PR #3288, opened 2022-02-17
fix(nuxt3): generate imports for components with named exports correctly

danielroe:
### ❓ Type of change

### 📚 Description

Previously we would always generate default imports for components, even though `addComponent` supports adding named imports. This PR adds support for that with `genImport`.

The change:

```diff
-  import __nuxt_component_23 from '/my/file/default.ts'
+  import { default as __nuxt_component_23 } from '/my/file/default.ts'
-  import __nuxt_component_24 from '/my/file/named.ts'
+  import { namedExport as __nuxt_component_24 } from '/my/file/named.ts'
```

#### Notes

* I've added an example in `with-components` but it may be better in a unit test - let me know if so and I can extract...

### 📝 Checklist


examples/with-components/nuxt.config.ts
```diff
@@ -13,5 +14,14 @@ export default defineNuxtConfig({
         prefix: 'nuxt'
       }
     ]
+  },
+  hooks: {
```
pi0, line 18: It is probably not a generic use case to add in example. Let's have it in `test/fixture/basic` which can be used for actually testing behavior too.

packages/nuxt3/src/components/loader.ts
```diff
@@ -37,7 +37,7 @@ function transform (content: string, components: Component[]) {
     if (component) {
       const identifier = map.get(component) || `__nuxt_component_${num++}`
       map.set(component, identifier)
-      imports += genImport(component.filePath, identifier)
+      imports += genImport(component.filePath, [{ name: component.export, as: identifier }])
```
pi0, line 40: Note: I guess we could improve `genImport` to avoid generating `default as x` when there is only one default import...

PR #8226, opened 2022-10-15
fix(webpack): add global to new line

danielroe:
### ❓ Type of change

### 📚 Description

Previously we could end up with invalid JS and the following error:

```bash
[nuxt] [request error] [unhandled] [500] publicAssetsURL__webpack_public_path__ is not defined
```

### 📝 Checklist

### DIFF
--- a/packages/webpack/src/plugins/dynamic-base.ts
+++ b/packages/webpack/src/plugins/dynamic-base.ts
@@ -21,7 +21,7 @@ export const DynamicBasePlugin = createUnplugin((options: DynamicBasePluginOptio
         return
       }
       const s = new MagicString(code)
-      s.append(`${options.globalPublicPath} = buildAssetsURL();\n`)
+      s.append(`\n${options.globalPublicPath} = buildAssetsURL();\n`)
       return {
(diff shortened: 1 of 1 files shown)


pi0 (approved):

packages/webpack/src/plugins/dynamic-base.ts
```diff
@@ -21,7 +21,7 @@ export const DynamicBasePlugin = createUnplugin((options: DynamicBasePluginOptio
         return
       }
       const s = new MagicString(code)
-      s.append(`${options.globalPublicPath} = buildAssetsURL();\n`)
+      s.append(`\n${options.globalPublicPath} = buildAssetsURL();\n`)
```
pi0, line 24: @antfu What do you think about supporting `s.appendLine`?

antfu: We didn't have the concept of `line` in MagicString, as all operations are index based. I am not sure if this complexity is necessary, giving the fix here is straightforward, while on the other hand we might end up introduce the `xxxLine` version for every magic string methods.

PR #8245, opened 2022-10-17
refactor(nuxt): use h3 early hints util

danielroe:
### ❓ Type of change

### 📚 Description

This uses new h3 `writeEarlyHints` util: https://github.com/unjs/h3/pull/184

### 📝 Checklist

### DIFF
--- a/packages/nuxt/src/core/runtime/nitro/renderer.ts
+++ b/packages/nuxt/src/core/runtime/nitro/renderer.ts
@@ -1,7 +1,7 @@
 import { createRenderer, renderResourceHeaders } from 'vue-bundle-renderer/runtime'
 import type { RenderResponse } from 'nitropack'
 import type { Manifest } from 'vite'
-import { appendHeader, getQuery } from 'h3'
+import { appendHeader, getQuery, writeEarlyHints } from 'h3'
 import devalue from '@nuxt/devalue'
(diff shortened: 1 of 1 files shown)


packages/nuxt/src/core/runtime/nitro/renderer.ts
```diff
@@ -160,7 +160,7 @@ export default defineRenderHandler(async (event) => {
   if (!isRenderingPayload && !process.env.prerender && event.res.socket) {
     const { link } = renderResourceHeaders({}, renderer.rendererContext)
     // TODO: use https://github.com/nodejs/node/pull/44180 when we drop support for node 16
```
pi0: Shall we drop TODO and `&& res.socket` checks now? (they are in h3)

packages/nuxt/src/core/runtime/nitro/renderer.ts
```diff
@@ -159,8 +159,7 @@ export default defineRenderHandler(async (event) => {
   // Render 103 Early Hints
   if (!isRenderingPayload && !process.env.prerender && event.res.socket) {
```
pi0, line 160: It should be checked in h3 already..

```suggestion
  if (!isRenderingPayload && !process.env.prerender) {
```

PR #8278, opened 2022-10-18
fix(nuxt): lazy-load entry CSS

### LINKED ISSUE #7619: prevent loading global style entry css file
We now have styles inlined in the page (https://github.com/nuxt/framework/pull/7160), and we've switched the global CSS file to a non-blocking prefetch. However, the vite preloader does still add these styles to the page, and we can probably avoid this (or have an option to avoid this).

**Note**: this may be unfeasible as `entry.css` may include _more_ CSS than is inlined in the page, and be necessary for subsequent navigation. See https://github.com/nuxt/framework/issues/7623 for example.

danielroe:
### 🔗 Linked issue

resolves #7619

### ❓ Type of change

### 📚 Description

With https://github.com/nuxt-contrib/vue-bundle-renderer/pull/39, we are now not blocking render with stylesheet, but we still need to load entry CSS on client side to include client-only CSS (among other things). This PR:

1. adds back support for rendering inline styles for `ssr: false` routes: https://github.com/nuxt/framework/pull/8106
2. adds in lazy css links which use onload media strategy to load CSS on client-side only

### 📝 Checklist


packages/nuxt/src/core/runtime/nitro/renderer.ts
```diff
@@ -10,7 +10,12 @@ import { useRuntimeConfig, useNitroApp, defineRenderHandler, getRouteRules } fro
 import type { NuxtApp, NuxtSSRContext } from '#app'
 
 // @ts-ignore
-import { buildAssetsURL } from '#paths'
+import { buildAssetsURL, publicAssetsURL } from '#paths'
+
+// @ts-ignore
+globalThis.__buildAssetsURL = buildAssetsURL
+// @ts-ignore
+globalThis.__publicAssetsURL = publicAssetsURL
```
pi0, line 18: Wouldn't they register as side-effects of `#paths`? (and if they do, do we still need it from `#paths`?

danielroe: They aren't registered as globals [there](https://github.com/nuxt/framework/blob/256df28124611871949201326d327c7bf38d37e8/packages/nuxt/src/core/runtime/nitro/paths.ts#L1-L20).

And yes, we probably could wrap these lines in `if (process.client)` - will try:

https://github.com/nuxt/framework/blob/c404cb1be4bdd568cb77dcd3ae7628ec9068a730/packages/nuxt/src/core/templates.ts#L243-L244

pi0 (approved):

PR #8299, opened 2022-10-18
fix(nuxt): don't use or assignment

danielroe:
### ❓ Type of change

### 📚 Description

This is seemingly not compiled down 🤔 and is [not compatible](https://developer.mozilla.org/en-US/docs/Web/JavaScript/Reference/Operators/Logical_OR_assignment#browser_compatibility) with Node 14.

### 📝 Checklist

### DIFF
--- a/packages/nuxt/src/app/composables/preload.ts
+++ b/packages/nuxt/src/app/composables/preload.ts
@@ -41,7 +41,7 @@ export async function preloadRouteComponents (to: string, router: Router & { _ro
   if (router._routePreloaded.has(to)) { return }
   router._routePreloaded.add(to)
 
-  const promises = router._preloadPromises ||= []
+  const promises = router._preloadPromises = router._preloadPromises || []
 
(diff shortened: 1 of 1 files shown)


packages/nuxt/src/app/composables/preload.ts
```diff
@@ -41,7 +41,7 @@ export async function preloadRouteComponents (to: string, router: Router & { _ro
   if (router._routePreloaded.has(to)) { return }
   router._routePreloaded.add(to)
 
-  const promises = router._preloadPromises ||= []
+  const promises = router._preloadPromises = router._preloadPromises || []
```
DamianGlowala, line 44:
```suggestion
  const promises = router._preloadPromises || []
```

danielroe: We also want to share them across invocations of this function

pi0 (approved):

☆ ☆ ☆

YOUR ASSIGNMENT:
Only one number is expected: the count of lines above that contain the string "probably".

TASK OUTPUT:
3